Uncertainty and acoustic modeling

Because small distortions in the separated source signals can translate into large distortions in the cepstral features used for speech recognition, this limits the recognition performance on noisy data. One way to address this issue is to estimate the uncertainty on the separated sources in the form of their posterior distribution and to propagate this distribution, instead of a point estimate, through the subsequent feature extraction and speech decoding stages. Although major improvements have been demonstrated in proof-of-concept experiments using knowledge of the true uncertainty, accurate uncertainty estimation and propagation remains an open issue.
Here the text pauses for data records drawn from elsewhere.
Issue #1293, opened 2016-02-14
remove the old refactor API


fommil:
@lxol is it time? :smile: start with a PR to the emacs client?

Then we'll need the thumbs up from @hedefalk  @jvican and @dickwall

rorygraves:
This is not live in sublime yet.

hedefalk:
:+1:

lxol:
shall we keep the old refactoring as a not-default option or get rid of it all together?

fommil:
remove it completely. This was always an opt-in beta test period since it was such a big change, but I'm really happy with it. We can even remove all the old emacs code for showing the preview of the refactor. Might be a big PR of deletions!

lxol:
ok, I will do that next week

aemoncannon:
+1 and that will be a nice chunk of elisp we can purge...

Valdaer:
This will be blocked until removal of old api in all clients, right?

fommil:
@dickwall any ETAs on the refactor move over?

hedefalk:
It has been removed in Atom just to clarify.

jvican:
We didn't even use it. So it's ok :smile:

rorygraves:
Sublime now users new ractoring api - so this is unblocked and good to go.

rorygraves:
PR already open - waiting for rebase.

PR #1333, opened 2016-03-04
Remove old refactoring api

Valdaer:
Close: https://github.com/ensime/ensime-server/issues/1293

Please add Blocked label.


core/src/main/scala/org/ensime/util/FileUtil.scala
```diff
@@ -84,14 +84,14 @@ object FileUtils {
     }
   }
 
-  def writeDiffChanges(changes: List[FileEdit], cs: Charset): Either[Exception, File] = {
+  def writeDiffChanges(changes: List[FileEdit])(implicit cs: Charset): Either[Exception, File] = {
     //TODO: add support for NewFile and DeleteFile
```
Valdaer: should we create separate issue for that? I haven't yet looked which of our refactorings can create/delete files and in how many cases.

fommil: it's ok to add it as a separate commit here. Since it is implicit, can you perhaps call it implicitly instead of explicitly?

fommil:
interesting, we got this transient again on Windows. Seems maybe we need to do better initialisation of SLF4J.

```
akka.ConfigurationException: Logger specified in config can't be loaded [akka.event.slf4j.Slf4jLogger] due to [akka.event.Logging$LoggerInitializationException: Logger log1-Slf4jLogger did not respond with LoggerInitialized, sent instead [TIMEOUT]]
	at akka.event.LoggingBus$$anonfun$4$$anonfun$apply$1.applyOrElse(Logging.scala:116)
	at akka.event.LoggingBus$$anonfun$4$$anonfun$apply$1.applyOrElse(Logging.scala:115)
	at scala.runtime.AbstractPartialFunction.apply(AbstractPartialFunction.scala:36)
	at scala.util.Failure$$anonfun$recover$1.apply(Try.scala:216)
	at scala.util.Try$.apply(Try.scala:192)
	at scala.util.Failure.recover(Try.scala:216)
	at akka.event.LoggingBus$$anonfun$4.apply(Logging.scala:115)
	at akka.event.LoggingBus$$anonfun$4.apply(Logging.scala:110)

```

core/src/main/scala/org/ensime/util/FileUtil.scala
Valdaer: Sry, I didn't have time last week to respond to this.

In here I meant that TODO entry however after studying our library refatoring possibilities I've come to conclusion that none of the refactorings will create/delete files.

As for implicit charset, it's passed explicitly in this case because of ambiguous implicit values from method parameter and https://github.com/ensime/ensime-server/blob/master/util/src/main/scala/org/ensime/util/file.scala#L31

Valdaer:
I've seen the same exception in couple of other pull request last week and now it was gone in most. 

How is our CI set up? Why we have 2 CI's, how AppVeyor is different from drone? Can I/someone trigger the build for a pull request manually?

fommil:
we're still blocked by sublime.

scalanatortest:
Why would you say that? Didn't you see the latest commit?

scalanatortest:
;)

fommil:
I stand corrected! @Valdaer please rebase

rorygraves:
probably have to release it mind

rorygraves:
@Valdaer  This is unblocked - all editors now use the newer refactoring api - can you rebase and then we are good for merge.

Valdaer:
I rebased twice and messed up the branch.
New PR: https://github.com/ensime/ensime-server/pull/1354

PR #1334, opened 2016-03-06
Add support for `deprecating` annotation.

lukasz-golebiewski:
This PR adds support for `deprecating` annotation

### DIFF
--- a/core/src/main/scala/org/ensime/core/SemanticHighlighting.scala
+++ b/core/src/main/scala/org/ensime/core/SemanticHighlighting.scala
@@ -53,9 +53,15 @@ class SemanticHighlighting(val global: RichPresentationCompiler) extends Compile
         } else if (sym.hasFlag(PARAM)) {
           add(ParamSymbol)
         } else {
+
           if (sym.ownerChain.exists(_.isDeprecated)) {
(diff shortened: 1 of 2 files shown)


fommil:
I think you accidentally removed the old test too :-)

fommil:
Can you please squash into one commit?

marekklis:
Commits were squashed

core/src/main/scala/org/ensime/core/SemanticHighlighting.scala
```diff
@@ -53,9 +53,15 @@ class SemanticHighlighting(val global: RichPresentationCompiler) extends Compile
         } else if (sym.hasFlag(PARAM)) {
           add(ParamSymbol)
         } else {
+
           if (sym.ownerChain.exists(_.isDeprecated)) {
             add(DeprecatedSymbol)
           }
+
+          if (sym.ownerChain.exists(_.annotations.exists(_.atp.toString().endsWith("deprecating")))) {
```
fommil: this might be better as an or condition on the above if statement, to avoid double additions.

fommil:
excellent! Thanks for this :smile:

Issue #1321, opened 2016-02-25
H2 delete is really inefficient


fommil:
Effectively reopening https://github.com/ensime/ensime-server/pull/1255

I'm noticing insane wait times on Windows for ENSIME to reindex a big jar.

@smootoo's fix is to add an index, but a quick hack didn't work due to performance reasons of creating the index (on a string column). Perhaps we can look at making the filenames foreign keys, which should also reduce the memory footprint.

This makes filewatching useless for me.

I was hoping the graphpocalypse would fix this, but its ages away.

smootoo:
Is there a way for me to reproduce this? Maybe a test that exercises the problematic code paths?

fommil:
Yup, I'll try to create one. For now manual test is the run ENSIME on a big compiled project and then `sbt clean`

fommil:
@smootoo I'll try to make a reproducible test case for this today or tomorrow. If you don't see anything by the end of today, please pester me about it. Now descending into the last of imaginary things ... https://github.com/fommil/imaginary-friend

fommil:
oh drat, I totally forgot to do this. I'll try to find this week as I managed to break the back of the imaginary friend stuff.

smootoo:
I had a quick look at this on a running server and I think there might be some things that can be done to speed things up. Will need to play more.

fommil:
fantastic! Do you still need me to put together an automated test case?

What I was going to do was to create an integration test for a project with loads of dependencies (maybe 100) and a module with loads of target classfiles (say 10,000). After indexing (which will take a couple of minutes), save the H2 for future use. Then we simulate removing the classes all at once.

The test should be more dramatic if run on Windows, or a slow hard drive. I have a Windows 7 VirtualBox image with sbt/java/emacs all preloaded if you'd like access to it?

I'm pretty sure a more judicious use of foreign keys, instead of using `String` keys everywhere, would be far better.

Automating this would hugely slow down and complicate our CI, so I'm not sure I'd want it to run all the time, but as a local test it could be ok (and also then normalising the timings of before / after any fixes are more reliable if restricted to one machine).

fommil:
Hmm, I wonder if running ensime on `ensime-server` itself would generate a good enough example.  Then it should be a simple case of saving the `.ensime_cache` after everything is all committed for a fully compiled `ensime-server` and then firing off delete messages for every single `.class` file that is in the database, in a random order, to the `SearchService`.

smootoo:
[...]

PR #1338, opened 2016-03-08
Add foreign key to FqnSymbols table and use cascade delete for file r…

smootoo:
This should help with https://github.com/ensime/ensime-server/issues/1321

inSetBind will bind positional parameters rather than having deletes use literal strings
Cascade deletes mean fewer round trips to the database to achieve the same result

@fommil the foreign key implicitly adds the index that seemed to slow things down for you last time I tried to fix this. You should test it again. My tests suggest no measurable slow-down on inserts.

A bigger win would come from noticing that directories were deleted on a ```clean``` and then doing something like ```delete from fileChecks where filename like 'dir%'``` instead of a filewatcher deleting a file at a time.
The server knows, because I see it logging that ```a watched base was deleted```. But it is much more work to wire that through.

### DIFF
--- a/core/src/main/scala/org/ensime/indexer/DatabaseService.scala
+++ b/core/src/main/scala/org/ensime/indexer/DatabaseService.scala
@@ -63,12 +63,8 @@ class DatabaseService(dir: File) extends SLF4JLogging {
   def removeFiles(files: List[FileObject])(implicit ec: ExecutionContext): Future[Int] =
     db.run {
       val restrict = files.map(_.getName.getURI)
-
-      (
-        fqnSymbols.filter(_.file inSet restrict).delete
-        andThen
-        fileChecks.filter(_.filename inSet restrict).delete
-      )
+      // Deletion from fqnSymbols relies on fk cascade delete action
+      fileChecks.filter(_.filename inSetBind restrict).delete
     }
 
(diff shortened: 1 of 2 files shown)


fommil:
Oh wow, this is really great! I'm on holiday this week, will look in more detail when I get back on Saturday, hopefully I'll be at the hack day.

fommil:
I was expecting a really huge change, this is like magic of the best variety.

fommil:
Did you mean to close?

smootoo:
No. I was just testing to see if the AppVeyor fail was due to this commit (with a force push to my repo). Forgot that this would close the PR.
Will be pushing again in a few mins with the version bumped to 1.2 (as per your comment)

fommil:
In the error about debugging messages or logback initialisation nonsense inside akka? I've seen both a few times recently.

rorygraves:
yeah its the logging init one.

fommil:
I have no idea what's going on there. Maybe we need to manually load some logback classes and send a log message before starting any actors or something? I thought we were doing that in EnsimeSpec already.

We have bigger and faster appveyor machines now, which could be the reason we're seeing this more often.

I consider this green if that's the only problem.

fommil:
Really looking forward to using this one!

MULTISPEECH seeks to provide more accurate estimates of the posterior distribution of the separated source signals accounting for, e.g., posterior correlations over time and frequency which have not been considered so far. The framework of variational Bayesian (VB) inference appears to be a promising direction. Mappings learned on training data and fusion of multiple uncertainty estimators are also explored. The estimated uncertainties is then exploited for acoustic modeling in speech recognition and, in the future, also for speech-text alignment. This approach may later be extended to the estimation of the resulting uncertainty on the acoustic model parameters and the acoustic scores themselves.
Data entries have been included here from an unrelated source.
PR #1340, opened 2016-03-11
Gc idle

rabbitonweb:
Thank you for contributing to ENSIME!

If this is your first time submitting a PR, this is what you can expect:

1. You'll have to agree to the licences we use. You'll get a link to follow in a moment.
2. Your code will be automatically tested. That can take as long as an hour before the results come back. You can read the `.drone.yml` and `appveyor.yml` files to see what is being run.
3. We'll try to review your code and give feedback quickly.
4. Please squash your commits into independent units. We use the commit log as our changelog so it is good if your commit messages are clear and concise.
5. You can request an ENSIME sticker from `@fommil`, be sure to ask if you want one!
6. If everything goes silent, please ping us.

Now, delete this line and everything above it, then tell us which tickets this PR closes (please don't reference tickets directly from your commit messages).

### DIFF
--- a/core/src/main/scala/org/ensime/core/IdleScheduler.scala
+++ b/core/src/main/scala/org/ensime/core/IdleScheduler.scala
@@ -1,0 +1,28 @@
+package org.ensime.core
+
+import akka.actor.{ Actor, ActorRef, Cancellable }
+import scala.concurrent.duration._
+
+case object Idle
+/*
+Actor that sends Idle  message every times seconds to Project actor.
+ */
+class IdleScheduler(project: ActorRef) extends Actor {
+
+  import context.{ dispatcher, system }
+
+  var idleCallback: Option[Cancellable] = None
+
+  override def preStart(): Unit = {
+    idleCallback = Some(context.system.scheduler.schedule(5.seconds, 5.seconds, project, Idle))
+  }
+
+  override def postStop(): Unit = {
+    idleCallback.foreach(_.cancel)
+  }
+
+  def receive: Receive = {
+    case _ =>
+  }
+
+}
--- a/core/src/main/scala/org/ensime/core/Project.scala
+++ b/core/src/main/scala/org/ensime/core/Project.scala
@@ -2,7 +2,6 @@
 // Licence: http://www.gnu.org/licenses/gpl-3.0.en.html
 package org.ensime.core
 
-import akka.actor.Actor._
 import akka.actor._
 import akka.event.LoggingReceive
 import akka.event.LoggingReceive.withLabel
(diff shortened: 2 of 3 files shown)


rabbitonweb:
Missing unit tests

core/src/main/scala/org/ensime/core/IdleScheduler.scala
```diff
@@ -0,0 +1,28 @@
...
+Actor that sends Idle  message every times seconds to Project actor.
+ */
+class IdleScheduler(project: ActorRef) extends Actor {
+
+  import context.{ dispatcher, system }
+
+  var idleCallback: Option[Cancellable] = None
+
+  override def preStart(): Unit = {
+    idleCallback = Some(context.system.scheduler.schedule(5.seconds, 5.seconds, project, Idle))
```
fommil: can you put this in the server config? 5 seconds is way too short as well, probably every 1 minute.

core/src/main/scala/org/ensime/core/Project.scala
```diff
@@ -55,6 +55,20 @@ class Project(
   }
   private val classfileWatcher = context.actorOf(Props(new ClassfileWatcher(config, searchService :: reTypecheck :: Nil)), "classFileWatcher")
 
+  var seenWorkSinceIdle = true
+  //  var lastMessageReceived = System.currentTimeMillis()
```
fommil: commented code, please remove

core/src/main/scala/org/ensime/core/Project.scala
```diff
@@ -55,6 +55,20 @@ class Project(
...
+
+  def processIdleMessage(): Unit = {
+    if (seenWorkSinceIdle)
+      seenWorkSinceIdle = false
+    else
+      System.gc()
```
fommil: you need to run finalizers as well, see https://github.com/fommil/sbt-big-project/blob/master/src/main/scala/BigProjectSettings.scala#L106-L108

core/src/main/scala/org/ensime/core/Project.scala
```diff
@@ -114,7 +128,13 @@ class Project(
...
   private var rechecking: Cancellable = _
 
-  def handleRequests: Receive = withLabel("handleRequests") {
+  def idleMonitor(r: Receive)(implicit context: ActorContext): Receive = {
+    case i @ Idle =>
+      processIdleMessage(); r(i)
+    case i => seenWorkMessage; r(i)
+  }
+
+  def handleRequests: Receive = withLabel("handleRequests")(idleMonitor {
```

Uncertainty and phonetic segmentation

The accuracy of the phonetic segmentation is important in several cases, as for example for the computation of prosodic features, for avoiding incorrect feedback to the learner in computer assisted foreign language learning, or for the post-synchronization of speech with face/lip images. Currently the phonetic boundaries obtained are quite correct on good quality speech, but the precision degrades significantly on noisy and non-native speech. Phonetic segmentation aspects will be investigated, both in speech recognition (i.e., spoken text unknown) and in forced alignment (i.e., when the spoken text is known). The first case (speech recognition) is connected with the computation of prosodic features for structuring speech recognition output, whereas the second case (forced alignment) is important in the context of non-native speech segmentation for automatic feedbacks in language learning.
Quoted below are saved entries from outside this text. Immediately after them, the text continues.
Issue #692, opened 2014-11-10
loose ends in S-Express


fommil:
* SexpData unapply should allow dupes, on a first key wins basis
* SexpList apply should have a tail recursive instead of recurse that could blow up the stack
* ensure that Either/Option have alternative handlers (be strict by default, but allow the lazier "common sense" form)

fommil:
* move back into `org.ensime.sexp` (in prep for separation)
* option not to write out case class fields that are `nil` (@aemoncanon requested)

fommil:
* upgrading scalacheck reveals lots of bugs

fommil:
example of a transient failure https://travis-ci.org/ensime/ensime-server/builds/52514899

aemoncannon:
Still seeing the recursion fails occasionally in sexplist apply

fommil:
I might use shapless in sexpress in the same way its used in the JSON stuff... all the hard work has been done, this should be a much simpler task.

fommil:
re the tail recursion failure. Yeah, I see this in really big files now. That's probably because we're trying to respond with a really big list of semantic information. Bugger.

fommil:
another transient http://fommil.com/github.com/ensime/ensime-server/shapeless_upgrade/e31a41db3e97b28d2183c5b2b322b3138ff50c1e

PR #1344, opened 2016-03-12
Bugfix 692

idanov:
This PR fixes:
 - `SexpList` apply should have a tail recursive instead of recurse that could blow up the stack
 - option not to write out case class fields that are `nil`

These can be found in issue #692 
@iyadi @konradwudkowski

### DIFF
--- a/s-express/src/test/scala/org/ensime/sexp/SexpSpec.scala
+++ b/s-express/src/test/scala/org/ensime/sexp/SexpSpec.scala
@@ -4,6 +4,8 @@ package org.ensime.sexp
 
 import org.ensime.util.EnsimeSpec
 
+import scala.util.{ Success, Try }
+
 class SexpSpec extends EnsimeSpec {
 
   val foostring = SexpString("foo")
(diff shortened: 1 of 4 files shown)


s-express/src/test/scala/org/ensime/sexp/SexpSpec.scala
```diff
@@ -40,6 +42,12 @@ class SexpSpec extends EnsimeSpec {
     }
   }
 
+  it should "support a list with 1000000 elements" in {
+    val data = List.fill(1000000)(SexpChar('a'))
+    val res = Try(SexpList(data))
+    res shouldBe a[Success[Sexp]]
```
fommil: the CI doesn't like this line due to erasure. maybe do a pattern match on the Try?

fommil:
I'll close this and raise a PR with your test slightly tweaked.

fommil:
thanks! Merged in a different PR where I made the one line fix.

idanov:
@fommil great :)

PR #1345, opened 2016-03-12
fixup 1344

### LINKED ISSUE #692: loose ends in S-Express

fommil:
cleanup #1344 which closes #692

### DIFF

In the same way that combining several speech recognition outputs leads to improved speech recognition performance, MULTISPEECH will investigate the combination of several speech-text alignments as a way of improving the quality of speech-text alignment and of determining which phonetic boundaries are reliable and which ones are not, and also for estimating the uncertainty on the boundaries. Knowing the reliability and/or the uncertainty on the boundaries will also be useful when segmenting speech corpora; this will help deciding which parts of the corpora need to be manually checked and corrected without an exhaustive checking of the whole corpus.

Uncertainty and prosody

Prosody information is also investigated as a means for structuring speech data (determining sentence boundaries, punctuation…) possibly in addition with syntactic dependencies (in collaboration with the SYNALP team). Structuring automatic transcription output is important for further exploitation of the transcription results such as easier reading after the addition of punctuation, or exploitation of full sentences in automatic translation. Prosody information is also necessary for determining the modality of the utterance (question or not), as well as determining accented words.

Prosody information comes from the fundamental frequency, the duration of the sounds and their energy. Any error in estimating these parameters may lead to a wrong decision. MULTISPEECH will investigate estimating the uncertainty on the duration of the phones (see uncertainty on phonetic boundaries above) and on the fundamental frequency, as well as how this uncertainty shall be propagated in the detection of prosodic phenomena such as accented words or utterance modality, or in the determination of the structure of the utterance. In a first approach, uncertainty estimation will rely on the comparison, and possibly the combination, of several estimators (several segmentation processes, several pitch algorithms).